Prompt:
For the material below, return exactly the lines starting at the line containing "lo, m, hi: int;" and ending at the line containing "# all values", both ends included, and no others.
Start of Block
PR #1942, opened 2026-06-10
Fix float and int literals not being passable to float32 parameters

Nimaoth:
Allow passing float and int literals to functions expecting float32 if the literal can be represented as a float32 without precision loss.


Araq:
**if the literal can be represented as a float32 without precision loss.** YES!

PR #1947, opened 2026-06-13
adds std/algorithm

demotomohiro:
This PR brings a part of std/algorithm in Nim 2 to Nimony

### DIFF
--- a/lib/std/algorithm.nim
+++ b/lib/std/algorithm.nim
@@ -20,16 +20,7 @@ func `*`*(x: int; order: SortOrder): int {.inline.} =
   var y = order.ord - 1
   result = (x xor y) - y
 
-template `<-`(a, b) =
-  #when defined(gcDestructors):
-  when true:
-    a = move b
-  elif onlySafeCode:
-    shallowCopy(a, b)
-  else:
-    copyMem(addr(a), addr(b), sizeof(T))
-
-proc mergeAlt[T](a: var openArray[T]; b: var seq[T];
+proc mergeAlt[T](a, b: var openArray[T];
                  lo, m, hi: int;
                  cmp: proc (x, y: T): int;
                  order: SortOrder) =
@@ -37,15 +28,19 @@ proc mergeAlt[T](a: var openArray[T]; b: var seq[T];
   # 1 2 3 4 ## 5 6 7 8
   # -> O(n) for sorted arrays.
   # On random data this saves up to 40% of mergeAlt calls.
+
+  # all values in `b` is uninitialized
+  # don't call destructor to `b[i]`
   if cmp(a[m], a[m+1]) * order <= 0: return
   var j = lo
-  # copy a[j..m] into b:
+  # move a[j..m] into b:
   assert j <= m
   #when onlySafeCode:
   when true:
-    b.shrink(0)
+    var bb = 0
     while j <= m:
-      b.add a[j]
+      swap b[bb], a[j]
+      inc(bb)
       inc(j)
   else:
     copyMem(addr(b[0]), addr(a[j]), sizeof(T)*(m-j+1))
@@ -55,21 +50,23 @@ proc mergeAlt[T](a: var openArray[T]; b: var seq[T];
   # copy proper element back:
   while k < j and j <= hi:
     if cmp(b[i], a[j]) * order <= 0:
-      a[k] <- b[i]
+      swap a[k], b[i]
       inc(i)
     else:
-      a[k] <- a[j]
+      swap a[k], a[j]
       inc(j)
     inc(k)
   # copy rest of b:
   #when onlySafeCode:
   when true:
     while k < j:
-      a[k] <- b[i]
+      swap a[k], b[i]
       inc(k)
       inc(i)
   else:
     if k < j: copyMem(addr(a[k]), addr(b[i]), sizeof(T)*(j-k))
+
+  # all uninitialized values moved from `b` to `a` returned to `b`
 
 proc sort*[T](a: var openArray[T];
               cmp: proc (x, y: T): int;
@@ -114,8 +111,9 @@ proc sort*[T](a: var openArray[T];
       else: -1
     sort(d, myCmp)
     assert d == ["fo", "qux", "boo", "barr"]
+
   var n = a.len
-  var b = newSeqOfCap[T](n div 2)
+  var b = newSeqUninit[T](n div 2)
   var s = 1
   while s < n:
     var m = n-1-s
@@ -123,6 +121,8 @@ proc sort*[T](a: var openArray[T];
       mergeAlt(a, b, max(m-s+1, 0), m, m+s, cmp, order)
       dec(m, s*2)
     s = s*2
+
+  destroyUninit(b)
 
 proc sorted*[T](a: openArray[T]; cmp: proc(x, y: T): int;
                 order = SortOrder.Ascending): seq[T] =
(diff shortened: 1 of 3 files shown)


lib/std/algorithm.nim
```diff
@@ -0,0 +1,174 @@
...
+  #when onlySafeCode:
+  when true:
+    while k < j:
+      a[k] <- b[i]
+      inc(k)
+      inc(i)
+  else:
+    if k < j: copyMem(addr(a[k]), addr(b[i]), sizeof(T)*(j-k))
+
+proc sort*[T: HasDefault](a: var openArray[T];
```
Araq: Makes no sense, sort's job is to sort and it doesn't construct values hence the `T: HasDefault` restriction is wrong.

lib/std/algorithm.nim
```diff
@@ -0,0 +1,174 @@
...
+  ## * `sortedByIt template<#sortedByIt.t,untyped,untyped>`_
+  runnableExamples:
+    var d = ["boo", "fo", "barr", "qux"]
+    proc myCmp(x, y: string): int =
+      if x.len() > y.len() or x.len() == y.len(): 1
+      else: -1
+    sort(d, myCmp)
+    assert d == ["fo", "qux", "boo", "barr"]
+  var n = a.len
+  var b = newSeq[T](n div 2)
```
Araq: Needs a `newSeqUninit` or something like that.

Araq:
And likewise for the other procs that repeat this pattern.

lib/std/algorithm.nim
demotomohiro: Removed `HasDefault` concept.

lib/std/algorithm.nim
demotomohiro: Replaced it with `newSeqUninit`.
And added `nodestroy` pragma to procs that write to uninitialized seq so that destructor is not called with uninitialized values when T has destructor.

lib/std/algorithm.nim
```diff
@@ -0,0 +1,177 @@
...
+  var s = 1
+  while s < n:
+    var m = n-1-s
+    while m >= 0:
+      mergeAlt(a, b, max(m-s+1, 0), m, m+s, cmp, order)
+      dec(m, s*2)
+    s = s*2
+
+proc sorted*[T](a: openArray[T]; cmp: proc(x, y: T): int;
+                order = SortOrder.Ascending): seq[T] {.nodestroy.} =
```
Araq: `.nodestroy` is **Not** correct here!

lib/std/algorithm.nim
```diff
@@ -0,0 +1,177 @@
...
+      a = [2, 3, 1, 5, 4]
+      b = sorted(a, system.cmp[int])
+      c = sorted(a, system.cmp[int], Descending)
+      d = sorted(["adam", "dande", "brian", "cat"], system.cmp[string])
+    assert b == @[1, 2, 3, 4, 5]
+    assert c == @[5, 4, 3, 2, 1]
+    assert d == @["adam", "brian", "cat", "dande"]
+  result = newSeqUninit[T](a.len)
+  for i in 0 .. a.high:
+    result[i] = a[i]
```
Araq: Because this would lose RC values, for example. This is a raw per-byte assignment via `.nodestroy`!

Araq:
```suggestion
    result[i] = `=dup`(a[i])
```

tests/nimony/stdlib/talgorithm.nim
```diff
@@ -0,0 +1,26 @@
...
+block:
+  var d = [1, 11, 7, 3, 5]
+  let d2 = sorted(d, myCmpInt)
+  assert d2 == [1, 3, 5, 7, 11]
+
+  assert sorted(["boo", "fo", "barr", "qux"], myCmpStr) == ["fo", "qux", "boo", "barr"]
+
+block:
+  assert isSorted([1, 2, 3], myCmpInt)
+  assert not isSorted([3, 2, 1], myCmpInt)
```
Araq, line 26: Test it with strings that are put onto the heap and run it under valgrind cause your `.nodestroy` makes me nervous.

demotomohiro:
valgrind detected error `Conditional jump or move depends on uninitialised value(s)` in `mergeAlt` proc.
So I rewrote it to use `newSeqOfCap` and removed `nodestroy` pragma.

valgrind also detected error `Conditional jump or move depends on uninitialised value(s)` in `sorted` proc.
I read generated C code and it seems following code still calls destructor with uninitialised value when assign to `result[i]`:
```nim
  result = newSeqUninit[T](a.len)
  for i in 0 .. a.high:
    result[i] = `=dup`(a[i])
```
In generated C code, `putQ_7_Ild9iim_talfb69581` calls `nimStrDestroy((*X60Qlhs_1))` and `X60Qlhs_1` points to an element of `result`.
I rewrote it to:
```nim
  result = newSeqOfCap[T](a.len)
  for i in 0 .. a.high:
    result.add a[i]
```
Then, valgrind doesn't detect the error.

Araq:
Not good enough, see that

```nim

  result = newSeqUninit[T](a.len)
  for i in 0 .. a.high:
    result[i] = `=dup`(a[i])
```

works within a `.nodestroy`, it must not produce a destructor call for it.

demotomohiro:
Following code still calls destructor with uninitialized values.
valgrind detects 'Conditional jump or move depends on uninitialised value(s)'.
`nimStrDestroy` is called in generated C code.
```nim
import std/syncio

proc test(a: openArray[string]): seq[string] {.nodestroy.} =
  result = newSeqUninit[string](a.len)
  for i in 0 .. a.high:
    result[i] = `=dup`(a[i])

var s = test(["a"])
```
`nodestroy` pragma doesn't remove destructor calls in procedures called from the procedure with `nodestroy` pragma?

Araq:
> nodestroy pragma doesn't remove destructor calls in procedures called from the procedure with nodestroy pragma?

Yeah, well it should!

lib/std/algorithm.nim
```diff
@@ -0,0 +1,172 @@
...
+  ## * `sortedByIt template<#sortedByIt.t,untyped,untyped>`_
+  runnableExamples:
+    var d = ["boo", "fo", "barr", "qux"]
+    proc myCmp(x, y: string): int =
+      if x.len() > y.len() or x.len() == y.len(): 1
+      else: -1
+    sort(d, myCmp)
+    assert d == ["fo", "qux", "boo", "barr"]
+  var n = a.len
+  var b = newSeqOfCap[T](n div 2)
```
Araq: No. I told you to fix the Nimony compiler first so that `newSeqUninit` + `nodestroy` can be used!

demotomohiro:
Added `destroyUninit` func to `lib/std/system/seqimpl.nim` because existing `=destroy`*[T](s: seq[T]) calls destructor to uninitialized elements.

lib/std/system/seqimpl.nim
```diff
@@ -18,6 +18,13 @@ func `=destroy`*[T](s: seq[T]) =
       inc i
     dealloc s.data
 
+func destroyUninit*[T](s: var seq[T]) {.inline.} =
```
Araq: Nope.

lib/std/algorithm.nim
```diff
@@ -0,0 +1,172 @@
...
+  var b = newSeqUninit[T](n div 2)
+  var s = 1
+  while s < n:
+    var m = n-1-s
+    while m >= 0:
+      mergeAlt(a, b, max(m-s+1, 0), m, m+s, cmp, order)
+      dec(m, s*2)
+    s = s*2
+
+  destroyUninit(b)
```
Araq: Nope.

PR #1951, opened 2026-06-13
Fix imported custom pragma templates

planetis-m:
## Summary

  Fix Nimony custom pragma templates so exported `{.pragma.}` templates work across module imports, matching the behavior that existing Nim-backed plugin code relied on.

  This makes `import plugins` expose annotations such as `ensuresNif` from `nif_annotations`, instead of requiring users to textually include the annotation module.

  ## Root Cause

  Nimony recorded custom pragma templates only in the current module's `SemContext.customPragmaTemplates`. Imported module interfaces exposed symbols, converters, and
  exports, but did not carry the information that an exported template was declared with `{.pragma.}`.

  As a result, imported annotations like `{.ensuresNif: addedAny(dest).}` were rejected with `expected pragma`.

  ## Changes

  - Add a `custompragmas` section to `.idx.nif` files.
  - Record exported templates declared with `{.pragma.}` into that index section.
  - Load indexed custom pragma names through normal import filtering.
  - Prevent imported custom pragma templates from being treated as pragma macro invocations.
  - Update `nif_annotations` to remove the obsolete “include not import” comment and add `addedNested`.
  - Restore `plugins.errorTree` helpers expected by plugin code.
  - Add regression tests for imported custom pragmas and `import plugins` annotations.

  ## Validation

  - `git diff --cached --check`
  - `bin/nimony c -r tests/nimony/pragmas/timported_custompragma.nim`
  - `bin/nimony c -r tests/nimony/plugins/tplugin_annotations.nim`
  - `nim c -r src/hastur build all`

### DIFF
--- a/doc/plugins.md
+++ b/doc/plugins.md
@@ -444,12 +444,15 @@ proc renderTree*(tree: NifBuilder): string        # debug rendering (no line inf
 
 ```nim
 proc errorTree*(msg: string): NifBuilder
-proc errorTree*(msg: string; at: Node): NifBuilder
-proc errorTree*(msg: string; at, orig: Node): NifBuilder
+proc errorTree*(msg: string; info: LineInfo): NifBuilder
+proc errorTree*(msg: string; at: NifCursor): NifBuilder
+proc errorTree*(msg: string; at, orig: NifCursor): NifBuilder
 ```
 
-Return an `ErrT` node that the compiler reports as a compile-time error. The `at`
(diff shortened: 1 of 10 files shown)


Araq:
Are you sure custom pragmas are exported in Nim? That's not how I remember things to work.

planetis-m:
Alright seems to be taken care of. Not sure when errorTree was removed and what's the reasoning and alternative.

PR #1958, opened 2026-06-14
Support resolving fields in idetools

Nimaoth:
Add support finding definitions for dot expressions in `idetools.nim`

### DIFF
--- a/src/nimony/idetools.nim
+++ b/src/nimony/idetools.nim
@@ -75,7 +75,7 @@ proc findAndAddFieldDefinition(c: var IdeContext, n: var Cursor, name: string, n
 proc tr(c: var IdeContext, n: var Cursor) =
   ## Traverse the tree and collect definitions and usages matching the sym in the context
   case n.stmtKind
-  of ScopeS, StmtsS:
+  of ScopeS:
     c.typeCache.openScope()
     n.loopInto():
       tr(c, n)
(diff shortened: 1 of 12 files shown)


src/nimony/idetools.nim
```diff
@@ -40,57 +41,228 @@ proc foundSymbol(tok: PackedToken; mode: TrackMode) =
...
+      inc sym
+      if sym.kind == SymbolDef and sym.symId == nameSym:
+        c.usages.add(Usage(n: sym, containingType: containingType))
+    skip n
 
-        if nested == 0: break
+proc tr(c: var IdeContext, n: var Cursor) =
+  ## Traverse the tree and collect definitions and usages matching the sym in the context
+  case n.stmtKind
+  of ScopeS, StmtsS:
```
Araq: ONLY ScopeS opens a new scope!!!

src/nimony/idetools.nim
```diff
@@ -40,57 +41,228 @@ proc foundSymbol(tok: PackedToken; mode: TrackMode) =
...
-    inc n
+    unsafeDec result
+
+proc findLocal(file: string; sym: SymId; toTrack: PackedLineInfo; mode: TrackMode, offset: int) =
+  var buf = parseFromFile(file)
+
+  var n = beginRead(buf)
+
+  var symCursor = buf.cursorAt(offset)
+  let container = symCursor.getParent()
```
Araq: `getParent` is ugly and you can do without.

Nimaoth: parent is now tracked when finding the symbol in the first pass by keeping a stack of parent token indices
End of Block
Answer:
                  lo, m, hi: int;
                  cmp: proc (x, y: T): int;
                  order: SortOrder) =
@@ -37,15 +28,19 @@ proc mergeAlt[T](a: var openArray[T]; b: var seq[T];
   # 1 2 3 4 ## 5 6 7 8
   # -> O(n) for sorted arrays.
   # On random data this saves up to 40% of mergeAlt calls.
+
+  # all values in `b` is uninitialized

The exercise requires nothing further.